Configuring the on_intermediate_message
callback within agent.invoke(...)
or agent.invoke_stream(...)
allows the caller to receive intermediate messages generated during the process of formulating the agent's final response.
import asyncio
from typing import Annotated
from semantic_kernel.agents import AzureResponsesAgent
from semantic_kernel.contents import AuthorRole, FunctionCallContent, FunctionResultContent
from semantic_kernel.contents.chat_message_content import ChatMessageContent
from semantic_kernel.functions import kernel_function
# Define a sample plugin for the sample
class MenuPlugin:
"""A sample Menu Plugin used for the concept sample."""
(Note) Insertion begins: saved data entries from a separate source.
PR #1620, opened 2026-07-25
fix(homelab): use canonical cpu quota '12' in Kueue ClusterQueue

shepherdjerred:
ArgoCD diffs raw Quantity strings: Kueue/the API server normalise the cpu
nominalQuota to '12', but the chart wrote the equivalent '12000m'. That
mismatch is a permanent phantom OutOfSync on the apps app-of-apps — it never
reaches Synced, so every argocd-sync CI step's tree-health-wait times out and
fails (main build #6053). Write the canonical '12' the API server stores.
The other quotas already use canonical forms; argocd diff confirmed cpu was
the only remaining drift.


shepherdjerred:

- #1620 ◀

PR #1622, opened 2026-07-25
fix(tasks-for-obsidian): auto-answer TestFlight export compliance

shepherdjerred:
Every TestFlight build sat at 'Missing Compliance', which blocks the
TestFlight Internal Testing post-action from distributing to the tester
group until the export-encryption question is answered by hand in App
Store Connect. Build #62 only reached 'Ready to Test' after answering it
manually.

Declare ITSAppUsesNonExemptEncryption=false in Info.plist: the app uses
only standard, exempt encryption (HTTPS/TLS), which qualifies for the
export-compliance exemption. This is Apple's documented way to bypass the
App Store Connect prompt, so every future build auto-clears compliance and
distributes to internal testers with no manual step.

### DIFF
--- a/packages/docs/logs/2026-07-24_testflight-auto-compliance.md
+++ b/packages/docs/logs/2026-07-24_testflight-auto-compliance.md
@@ -1,0 +1,33 @@
+---
+id: log-2026-07-24-testflight-auto-compliance
+type: log
+status: complete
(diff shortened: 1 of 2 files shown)


shepherdjerred:

- #1622 ◀

PR #1623, opened 2026-07-25
fix(tasks-for-obsidian): dedupe React in Metro bundle (iOS startup crash)

shepherdjerred:
## Problem

TestFlight build **1.0 (#62)** crashed immediately on launch (~370 ms) on a real device (iPhone 17 Pro, iOS 27). The native `.crash` showed a fatal JS exception via `RCTExceptionsManager → RCTFatal → abort`, but the JS message wasn't in it, and Bugsink had **zero events** (the app boot-loops, so Sentry's crash report never flushes).

Reproduced with a local **Release** simulator build (the dev server hides it), which surfaced the real error:

```
TypeError: Cannot read property 'useEffect' of null
    at App (main.jsbundle)
```

## Root cause — duplicate React

Two copies of React end up in the Release bundle:

| Location | Version |
| --- | --- |
| `packages/tasks-for-obsidian/node_modules/react` | **19.2.3** (RN 0.85.3 requires this; its `react-native-renderer` is 19.2.3) |
| root `node_modules/react` | **19.2.7** (pulled by another workspace package, hoisted) |

RN's dev server resolves one copy, but **Release/Archive uses Bun's hoisted linker**, so both are physically present and Metro (`nodeModulesPaths = [app, root]`) bundles both → React's hooks dispatcher is null → crash at the first hook. It stayed hidden because earlier builds never reached a device (all blocked on "Missing Compliance", fixed in #1622).

Bumping the app to 19.2.7 is **not** the fix — it then throws `Incompatible React versions: react 19.2.7 vs react-native-renderer 19.2.3`. RN 0.85.3 hard-requires 19.2.3.

## Fix

`metro.config.js`: a `resolver.resolveRequest` that forces `react` (and subpaths) to resolve from **this package's** `node_modules`, so exactly one React (19.2.3) lands in the bundle regardless of hoisting. No version changes.

## Verification

Release simulator build **before**: crashes at launch. **After**: boots and renders the Tasks UI and stays alive:

fixed

(The red "Invalid auth token" banner is the normal `ConnectionBanner` — no server configured on the sim — not a crash.)

`scheduler` and `react-native` were already single copies, so only `react` needed deduping. Note: the `check:release-bundle` guard does **not** catch this (imports resolve fine; it's a runtime identity issue, not an unresolved import).

### DIFF
--- a/packages/docs/logs/2026-07-24_ios-duplicate-react-startup-crash.md
+++ b/packages/docs/logs/2026-07-24_ios-duplicate-react-startup-crash.md
@@ -1,0 +1,68 @@
+---
+id: log-2026-07-24-ios-duplicate-react-startup-crash
+type: log
+status: complete
+board: false
+---
+
+# iOS Release startup crash — duplicate React in the Metro bundle
+
+## Symptom
+
+TestFlight build 1.0 (#62) crashed immediately on launch (~370 ms) on a real
+device (iPhone 17 Pro, iOS 27). The native `.crash` showed a fatal JS exception
+routed through `RCTExceptionsManager` → `RCTFatal` → `abort`. Bugsink (project 10,
+`TaskNotes App`) had **zero events**: the app boot-loops, so Sentry's on-disk
+crash report never flushes.
+
+## Reproduction
+
+Bugsink being empty, reproduced locally with a **Release** simulator build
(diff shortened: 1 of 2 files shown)


shepherdjerred:

- #1623 ◀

@kernel_function(description="Provides a list of specials from the menu.")
def get_specials(self) -> Annotated[str, "Returns the specials from the menu."]:
return """
Special Soup: Clam Chowder
Special Salad: Cobb Salad
Special Drink: Chai Tea
"""
@kernel_function(description="Provides the price of the requested menu item.")
def get_item_price(
self, menu_item: Annotated[str, "The name of the menu item."]
) -> Annotated[str, "Returns the price of the menu item."]:
return "$9.99"
# This callback function will be called for each intermediate message,
# which will allow one to handle FunctionCallContent and FunctionResultContent.
# If the callback is not provided, the agent will return the final response
# with no intermediate tool call steps.
async def handle_intermediate_steps(message: ChatMessageContent) -> None:
for item in message.items or []:
if isinstance(item, FunctionResultContent):
print(f"Function Result:> {item.result} for function: {item.name}")
elif isinstance(item, FunctionCallContent):
print(f"Function Call:> {item.name} with arguments: {item.arguments}")
else:
print(f"{item}")
async def main():
# 1. Create the client using Azure OpenAI resources and configuration
client, model = AzureResponsesAgent.setup_resources()
# 2. Create a Semantic Kernel agent for the OpenAI Responses API
agent = AzureResponsesAgent(
ai_model_id=model,
client=client,
name="Host",
instructions="Answer questions about the menu.",
plugins=[MenuPlugin()],
)
# 3. Create a thread for the agent
# If no thread is provided, a new thread will be
# created and returned with the initial response
thread = None
user_inputs = ["Hello", "What is the special soup?", "What is the special drink?", "How much is that?", "Thank you"]
try:
for user_input in user_inputs:
print(f"# {AuthorRole.USER}: '{user_input}'")
async for response in agent.invoke(
messages=user_input,
thread=thread,
on_intermediate_message=handle_intermediate_steps,
):
thread = response.thread
print(f"# {response.name}: {response.content}")
finally:
await thread.delete() if thread else None
if __name__ == "__main__":
asyncio.run(main())
The following demonstrates sample output from the agent invocation process:
AuthorRole.USER: 'Hello'
Host: Hi there! How can I assist you with the menu today?
AuthorRole.USER: 'What is the special soup?'
Function Call:> MenuPlugin-get_specials with arguments: {}
Function Result:>
Special Soup: Clam Chowder
Special Salad: Cobb Salad
Special Drink: Chai Tea
for function: MenuPlugin-get_specials
Host: The special soup is Clam Chowder. Would you like to know more about any other specials?
AuthorRole.USER: 'What is the special drink?'
Host: The special drink is Chai Tea. Would you like any more information?
AuthorRole.USER: 'How much is that?'
Function Call:> MenuPlugin-get_item_price with arguments: {"menu_item":"Chai Tea"}
Function Result:> $9.99 for function: MenuPlugin-get_item_price
Host: The Chai Tea is $9.99. Is there anything else you would like to know?
AuthorRole.USER: 'Thank you'
Host: You're welcome! If you have any more questions, feel free to ask. Enjoy your day!
Feature currently unavailable in Java.